De la Riva describes herself as a humanist and defender of human rights as well as a promoter of culture and art.

==Career==
De la Riva's artistic career includes fifty four individual exhibitions, and her work has participated in over 500 collectives ones. These exhibitions have taken place both in Mexico and abroad in venues such as the Palacio de Bellas Artes, the Museo de Arte Moderno in Toluca and the Museo de la Ciudad de México. More important exhibitions include Mujer, Diversidad Cultural y Exilio at the Palacio de Bellas Artes (2004), Diálogos Interiores at ISSSTE Cultura (1999), Mural de Murales at the Polyforum Cultural Siqueiros (1997), at the Exhibición Internacional de Pequeño Formato at the UNESCO building in Beirut (2003) and Identidad Iberoamericana at the Instituto Cubano del Libro in Havana.

Her work can be found in public and private collections in Mexico, the United States, Canada, Japan, Denmark and Spain.

The artist has also had a career working with cinema and television with the Rivatón de América studio, adapting over 300 films.

De la Riva has worked both professionally and as a volunteer in museums, cultural centers, universities and high schools. She coordinates publications, exhibitions and round tables, working with the documentation center of the Museo Tamayo and represents Mexican projects at the Museum of the Americas in Miami, where she is a member of the board of trustees.

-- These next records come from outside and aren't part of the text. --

PR #722, opened 2016-06-08
fix $ERROR_INFO warnings

carljohnstone:
When running with warnings enabled I get a warning about; `lib/celluloid.rb:172: warning: global variable '$ERROR_INFO' not initialized`, requiring English fixes this.

### DIFF
--- a/lib/celluloid.rb
+++ b/lib/celluloid.rb
@@ -2,6 +2,7 @@ require "logger"
 require "thread"
 require "timeout"
 require "set"
+require "English"
 
 $CELLULOID_DEBUG = false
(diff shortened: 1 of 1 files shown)


carljohnstone:
better demo of what's happening:
```$ irb -w
2.1.9 :001 > puts $ERROR_INFO
(irb):1: warning: global variable `$ERROR_INFO' not initialized

 => nil 
2.1.9 :002 > require 'English'
 => true 
2.1.9 :003 > puts $ERROR_INFO

 => nil 
```

carljohnstone:
Fixed in #740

Recognitions of the artist's work include membership in the Salón de la Plástica Mexicana and the Sociedad Mexicana de Autores de las Artes Plásticas, as well as inclusion in Who's Who of American Women in 2003 and 2004, as well as Who's Who in the World. She has won the Women in Arts Award and the Francisco Goitia Prize (bronze) .

==Artistry==
De la Riva is known for her small scale works along with portable murals, drawings and works in mixed techniques, works on paper, masonite, wood and canvas. Her work is characterized by rich color and color combinations that she calls “sounds of color.” Themes in her work include images of women and representations of the energy of life, spirituality, migration between countries, cultures and societies, modified nature, politics and excessive materialism.